Bonjour Josep, avec Shi, quel changement de style et de genre pour vous… qui vous va comme un gant.

Oui, c’est vrai mais je voue une réelle passion à l’époque victorienne, elle fait partie de mes grandes inspirations. Au cinéma, en littérature, dans les illustrations que je concevais plus jeune. Chez moi, je cultive aussi cette atmosphère à travers du Rimbaud, des lustres, des photos. Je l’adore pour un paquet de choses, pour ses courants artistiques mais aussi pour la différenciation sociale et salariale qui était à l’oeuvre, ce côté patriarcal, cette esthétique face à un côté sale, pauvre. Ça permet le travail des personnages.

© Zidrou/Homs chez Dargaud

Votre dessin est mine de rien sophistiqué. Pas trop difficile ?
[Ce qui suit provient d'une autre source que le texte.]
PR #15, opened 2016-11-21
[WIP] Fix Bug #10109

mrkn:
https://bugs.ruby-lang.org/issues/10109


mrkn:
I found that Bug #10109 has already been fixed.

PR #20, opened 2016-11-22
Brushing up documentation of `BigDecimal#abs`

yui-knk:
I tried to brushing up documentation (referring ruby/ruby documentation style).
How do you think about this?


mrkn:
The direction is OK.

But I don't merge this pull request because I'm going to modify the result of `BigDecimal#inspect` to be more friendly for resolving [[Feature #12161]](https://bugs.ruby-lang.org/issues/12161).  This modification will break the change in this pull request.

yui-knk:
Updated to more friendly inspect versions.

PR #48, opened 2016-12-18
Brushing up documentation of math.rb and util.rb

koic:
It seems that this behavior will change in Ruby 2.4.0+.

I used version of Ruby is `ruby 2.4.0dev (2016-12-18 trunk 57108) [x86_64-darwin13]`.

Thanks.

### DIFF
--- a/lib/bigdecimal/math.rb
+++ b/lib/bigdecimal/math.rb
@@ -26,7 +26,7 @@ require 'bigdecimal'
 #   include BigMath
 #
 #   a = BigDecimal((PI(100)/2).to_s)
-#   puts sin(a,100) # => 0.10000000000000000000......E1
+#   puts sin(a,100) # => 0.99999999999999999999......e0
 #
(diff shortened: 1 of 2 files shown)


lib/bigdecimal/math.rb
```diff
@@ -26,7 +26,7 @@
 #   include BigMath
 #
 #   a = BigDecimal((PI(100)/2).to_s)
-#   puts sin(a,100) # => 0.10000000000000000000......E1
+#   puts sin(a,100) # => 0.99999999999999999999......e0
```
koic: I'm not an expert. It seems that this results changed before Ruby 2.3.3.

mrkn: I found that it changed long time ago, at least before 1.1.0.

koic: Understood. Thanks for your information.

PR #49, opened 2016-12-21
Change `#round` to accept `{ half: nil }` to follow r57130

yui-knk:
By r57130 `Float#round` is changed to accept `{ half: nil }`.
This commit follows the change.
`{ half: nil }` means the default behavior, and the default behavior
of `BigDecimal#round` is to use `BigDecimal::ROUND_MODE`.


yui-knk:
```ruby
:bigdecimal kaneko$ ruby -v
ruby 2.4.0dev (2016-12-21 trunk 57133) [x86_64-darwin14]
:bigdecimal kaneko$ irb
irb(main):001:0> (1.1).round half: nil
=> 1
```

Issue #52, opened 2017-01-10
Can we drop ruby 1_9_3 from CI matrix?


yui-knk:
Tests for Ruby 1.9.3 have been failed.
There are some reasons why tests on 1.9.3 do not work.

* Invalid syntaxes about keyword args (e.g. `**opt` or `method(a: :b)`)
* A missed macoro (`NUM2USHORT `)

I tried to run tests on 1.9.3 (https://github.com/yui-knk/bigdecimal/commits/1_9_3), but I feel it is too complex. So I propose to drop 1.9.3 from CI 😢

mrkn:
It's good idea.

PR #54, opened 2017-01-16
Drop ruby 1_9_3 from CI matrix

yui-knk:
Tests for Ruby 1.9.3 have been failed.
There are some reasons why tests on 1.9.3 do not work.

* Invalid syntaxes about keyword args (e.g. `**opt` or `method(a: :b)`)
* A missed macoro (`NUM2USHORT `)

Changing codes to run tests on 1.9.3 is too complex.
So drop 1.9.3 from CI.

close https://github.com/ruby/bigdecimal/issues/52

### DIFF
--- a/.travis.yml
+++ b/.travis.yml
@@ -7,10 +7,7 @@ rvm:
 - 2.2.6
 - 2.1.10
 - 2.0.0
-- 1.9.3
 matrix:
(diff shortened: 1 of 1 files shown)


mrkn:
Thank you very much for your work.

Issue #51, opened 2016-12-22
BigDecimal regression - to_d inconsistent with other numeric classes


jhawthorn:
I originally filed this on [bugs.ruby-lang.org](https://bugs.ruby-lang.org/issues/13062), not sure if this is a more appropriate place.

As of ruby 2.4.0-rc1, `BigDecimal()` was changed to raise exceptions on invalid input, which is more consistent with the other numeric types. Unfortunately, `String#to_d` now also raises errors, which is inconsistent with the other `to_*` methods (`to_i`, `to_f`), which return 0 on error.

Under ruby 2.4.0-rc1:

``` ruby
> require 'bigdecimal'
> require 'bigdecimal/util'
> "invalid".to_d
ArgumentError: invalid value for BigDecimal(): "invalid"
> "invalid".to_i
=> 0
> "invalid".to_f
=> 0.0
```

Under ruby 2.3.3 or 2.4.0preview3:

``` ruby
> "invalid".to_d
=> #<BigDecimal:55871ca1f808,'0.0',9(9)>
> "invalid".to_i
=> 0
> "invalid".to_f
=> 0.0
```

There's also a further problem that BigDecimal() still doesn't behave the same as Integer() when given a string with the number at the start:

Under ruby 2.4.0-rc1:

``` ruby
> BigDecimal("2 turtle doves")
=> 0.2e1
> Integer("2 turtle doves")
ArgumentError: invalid value for Integer(): "2 turtle doves"
> Float("2 turtle doves")
ArgumentError: invalid value for Float(): "2 turtle doves"
```

So `BigDecimal` is still inconsistent.

mrkn:
The patch posted by Piotr Szmielew in Redmine is good to fix this.
I'll apply this patch later.
Thanks for reporting the bug.

By the way,

> I originally filed this on bugs.ruby-lang.org, not sure if this is a more appropriate place.

Both places are appropriate.
But I prefer to use GitHub issue because it is more useful than Redline.

esse:
@mrkn Should I make pull request with that? Or is patch file provided through redmine enough?

mrkn:
@esse Would you please submit your pull request?
I want to import your contribution as your commit.

esse:
@mrkn pull request added: https://github.com/ruby/bigdecimal/issues/55

mrkn:
@esse Thank you.  I'll check it at this weekend.

abezzub:
[...]

PR #55, opened 2017-01-16
fixes issue: #13062 - String#to_d is not raising error

esse:
This commit fixes issue with String#to_d method which was inconsistent
with other to_d methods (String one returned error, while other simply
    returns 0).

Also, there tests added for this case.

Associated GH issue: https://github.com/ruby/bigdecimal/issues/51

### DIFF
--- a/lib/bigdecimal/util.rb
+++ b/lib/bigdecimal/util.rb
@@ -58,7 +58,11 @@ class String
   #     # => 0.5e0
   #
   def to_d
-    BigDecimal(self)
+    begin
+      BigDecimal(self)
+    rescue ArgumentError
+      BigDecimal(0)
+    end
   end
 end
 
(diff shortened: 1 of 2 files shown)


mrkn:
Thanks a lot !!

pwnall:
@mrkn Can you please do a 1.3.1 release with this fix? Thank you very much!

mrkn:
@pwnall I've released 1.3.1.  Please check it.

pwnall:
@mrkn Thank you very much for your quick response! The new release works for me!

nzifnab:
Hmm, just chiming in here, but there's still an inconsistency with other number classes:

    >> "30.".to_d
    => 0.0
    >> "30.".to_f
    => 30.0

(A trailing decimal point is ignored in floats, but gives that `ArgumentError` and subsequently returns 0 for `BigDecimal`).

Should I make a new issue for this?

PR #57, opened 2017-02-07
Fix documentation errors for 'bigdecimal/util'

stomar:
Fix errors in the documentation of util.rb:

* bigdecimal/util extends the native classes with #to_d, not BigDecimal
* BigDecimal is extended with #to_d and #to_digits, not Numeric

_I already opened an issue on bugs.ruby-lang.org, [#13195](https://bugs.ruby-lang.org/issues/13195), but I guess the correct place is here?_


mrkn:
> I guess the correct place is here?

Yes it is. Thank you for your concern.

PR #61, opened 2017-02-12
Fix error message for Rational#to_d with invalid precision

stomar:
Make the error message for nonpositive precision in Rational#to_d
match with the error raised by BigDecimal.new in that case.

Current behavior:

``` ruby
require "bigdecimal"
require "bigdecimal/util"

r = 22/7r  # => (22/7)

BigDecimal(r, -1) rescue $!  # => #<ArgumentError: argument must be positive>
r.to_d(-1)        rescue $!  # => #<ArgumentError: negative precision>
```

Note also that the condition (`precision <= 0`) does not match the current error message.

### DIFF
--- a/lib/bigdecimal/util.rb
+++ b/lib/bigdecimal/util.rb
@@ -129,7 +129,7 @@ class Rational < Numeric
   #   # => 0.314e1
   def to_d(precision)
     if precision <= 0
-      raise ArgumentError, "negative precision"
+      raise ArgumentError, "argument must be positive"
     end
     num = self.numerator
     BigDecimal(num).div(self.denominator, precision)


mrkn:
I want to fix the error message of `BigDecimal` method instead of `to_d` because I think `negative precision` is more informative about the error than `argument must be positive`.

mrkn:
@stomar So please modify your patch if you could.

stomar:
What about precision 0? Current behavior:

``` ruby
r.to_d(0)        rescue $!  # => #<ArgumentError: negative precision>
```

which is confusing (or, more precisely, wrong).

Should to_d be changed to also accept a precision of 0?

stomar:
I suggest postponing the decision on the best wording for the error message until the desired behavior of Rational#to_d and BigDecimal() regarding zero precision is clear. See #64.

stomar:
Closed in favor of #65.

PR #65, opened 2017-02-16
Fix error message for precision argument

stomar:
Current behavior:

``` ruby
BigDecimal(-0.2, 0)              # => -0.200000000000000011102230246251565404e0
BigDecimal(-0.2, -1)  rescue $!  # => #<ArgumentError: argument must be positive>

d = (22/7r).to_d(9)

d.div(2, 3)              # => 0.157e1
d.div(2, 0)              # => 0.157142857e1
d.div(2, -1)  rescue $!  # => #<ArgumentError: argument must be positive>
```

The error message could be more descriptive (which argument?), furthermore, the message is wrong, since precisions can also be 0. So, something like e.g. "negative precision" would be better. Problem: the exception is raised by `GetPositiveInt()`, which is also used by BigDecimal#to_s:

``` ruby
d.to_s(3)                # => "0.314 285 714e1"
d.to_s(0)                # => "0.314285714e1"
d.to_s(-1)  rescue $!    # => #<ArgumentError: argument must be positive>
```
In this case, the argument is _not_ a precision. So, simply changing the message would not work (and the very general "negative argument" would be misleading for the cases with more than one numeric argument).

The PR separates argument checking for to_s from the other cases that use GetPositiveInt(), allowing for a different error message. It also disallows value 0 for BigDecimal#to_s, which doesn't make sense for grouping of digits, and which is simply ignored currently.

The new behavior would be

``` ruby
d.to_s(3)                # => "0.314 285 714e1"
d.to_s(0)   rescue $!    # => #<ArgumentError: argument must be positive>
d.to_s(-1)  rescue $!    # => #<ArgumentError: argument must be positive>

BigDecimal(-0.2, 0)              # => -0.200000000000000011102230246251565404e0
BigDecimal(-0.2, -1)  rescue $!  # => #<ArgumentError: negative precision>

d.div(2, 3)              # => 0.157e1
d.div(2, 0)              # => 0.157142857e1
d.div(2, -1)  rescue $!  # => #<ArgumentError: negative precision>
```

I verified that all other use cases for GetPositiveInt() are for precision (number of significant digits), namely ::new, div, add, sub, mult, sqrt.

I am looking forward to any feedback, and have no problems with modifying the PR if necessary (coding style, adding tests, etc.).
This is more or less my first "project" for learning about Ruby's C API, so thanks for your patience.

### DIFF
--- a/ext/bigdecimal/bigdecimal.c
+++ b/ext/bigdecimal/bigdecimal.c
@@ -2029,6 +2029,7 @@ BigDecimal_to_s(int argc, VALUE *argv, VALUE self)
     char  *psz;
     char   ch;
     size_t nc, mc = 0;
+    SIGNED_VALUE m;
     VALUE  f;
 
     GUARD_OBJ(vp, GetVpValue(self, 1));
@@ -2059,7 +2060,11 @@ BigDecimal_to_s(int argc, VALUE *argv, VALUE self)
 	    }
 	}
 	else {
-	    mc = (size_t)GetPositiveInt(f);
+	    m = NUM2INT(f);
+	    if (m <= 0) {
+		rb_raise(rb_eArgError, "argument must be positive");
+	    }
+	    mc = (size_t)m;
 	}
     }
     if (fmt) {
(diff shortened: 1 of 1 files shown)


stomar:
@mrkn Any thoughts on this?

mrkn:
@stomar thank!!

PR #71, opened 2017-05-10
Update Travis for latest version Rubies

junaruga:
Hello,

I want to update Rubies in `.travis.yml` for testing.

Thanks.

PR #72, opened 2017-05-24
Add condition for mathn test. mathn was removed from Ruby 2.5

hsbt:
Resolve https://github.com/ruby/bigdecimal/pull/71#issuecomment-300696948

I added an ugly condition for Ruby 2.5.


mrkn:
R.I.P. mathn :pray:

PR #916, opened 2025-04-21
Less chowning.

ssinnott:
Ok idea here is that we don't chown the files that are transferred over for adhoc jobs. This fixes an permission issue that we were seeing when the init container starts because the init container in this case is not run as root.


zachhannum (approved):
LGTM!

PR #919, opened 2025-05-06
Release Workbench 2025.05.0+496.pro5

adamhigerd:
I'm going to need to know if there's any action items I need to take after this gets merged.


cm421 (approved):
Linter conniptions aside, LGTM!

We should eventually follow the linter's suggestions, as they mostly look like sane suggestions. But I don't think that's your responsibility today

bschwedler (approved):

PR #923, opened 2025-05-28
Don't special-case workbench-session-init in the manual build

zachhannum:
This PR removes the special case for manually building workbench-session-init, since it produces an environment variable `WORKBENCH_SESSION_INIT_<TYPE>_VERSION` which is not used by any of the bake targets, which actually just expect `WORKBENCH_<TYPE>_VERSION` like the other workbench-related image targets.

## Broken Build

https://github.com/rstudio/rstudio-docker-products/actions/runs/15305976326

## Fixed Build (run from this PR branch)

https://github.com/rstudio/rstudio-docker-products/actions/runs/15308025160

### DIFF
--- a/.github/workflows/build-manual.yaml
+++ b/.github/workflows/build-manual.yaml
@@ -141,8 +141,6 @@ jobs:
             product="CONNECT"
           elif [[ "$product" == "package-manager" ]]; then
             product="PACKAGE_MANAGER"
-          elif [[ "$product" == "workbench-session-init" ]]; then
-            product="WORKBENCH_SESSION_INIT"
           else
             product="WORKBENCH"
           fi


ianpittwood:
> The Workbench Session Init Daily build is failing in this PR because of unrelated upstream build failures.
> 
> I'd like to get this PR to produce builds for our patch release, which should be fine, so ideally we can get this merged in even with the failing PR check.

@zachhannum is this issue documented somewhere? Are we not constructing that URL correctly?

zachhannum:
> > The Workbench Session Init Daily build is failing in this PR because of unrelated upstream build failures.
> > I'd like to get this PR to produce builds for our patch release, which should be fine, so ideally we can get this merged in even with the failing PR check.
> 
> @zachhannum is this issue documented somewhere? Are we not constructing that URL correctly?

It's because we determine the version to build based on the latest _Workbench_ build: https://github.com/rstudio/rstudio-docker-products/blob/21fddb789c2a33693ef07542cd17fe12e86bfd1c/tools/get-version.py#L101

But even if the jammy Workbench build succeeds, there are downstream builds in our Jenkins pipelines that can fail and cause that version to not be published for the various products, e.g. the session components. The Workbench session init container is particularly susceptible because it relies on _all_ of the session components platforms to succeed.

I don't believe we have issue (in this repo or otherwise) to track this.

We should probably set the daily version for the workbench-session-init container separate from the main Workbench version. Do you want me to try and address that as a part of this PR?

ianpittwood:
@zachhannum ah yes, that's much more clear! I would like the issue to get addressed, but I don't have a preference on adding to this PR or creating a new one. Just let me know if I should review this now or wait for you to make additional modifications.

astayleraz (approved):
LGTM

Pour moi, c’est facile. Comme je l’ai dit, je fais ce que j’aime faire. Zidrou m’a offert un scénario sur-mesure, avec une narration qui me permettait de prendre le pas, d’expérimenter. Il me laisse tout faire, notamment dans la distribution des planches.

Il faut dire que comme ce n’était pas un secret que j’adorais cette période de l’Histoire, j’en ai parlé avec Zidrou qui a pris tous les éléments que je lui donnais pour en faire une histoire.

© Zidrou/Homs chez Dargaud

Avec certaines planches dans lesquelles vous faites l’économie des mots.

Ça fait toute la différence quand il y a des mots et quand il n’y en a pas. C’est vrai que c’est difficile de se passer de mot, il faut pourtant que l’expression des personnages soit la même que quand ils disent des dialogues. Il faut représenter tout ça. Mais, c’est quand même de toute façon la même manière de travailler. Cela dit, le scénario est assez bien écrit que pour que ça marche. C’est intéressant de pouvoir manier des moments de silence (ndlr. … relatif quand on voit l’expressivité du dessin de Josep).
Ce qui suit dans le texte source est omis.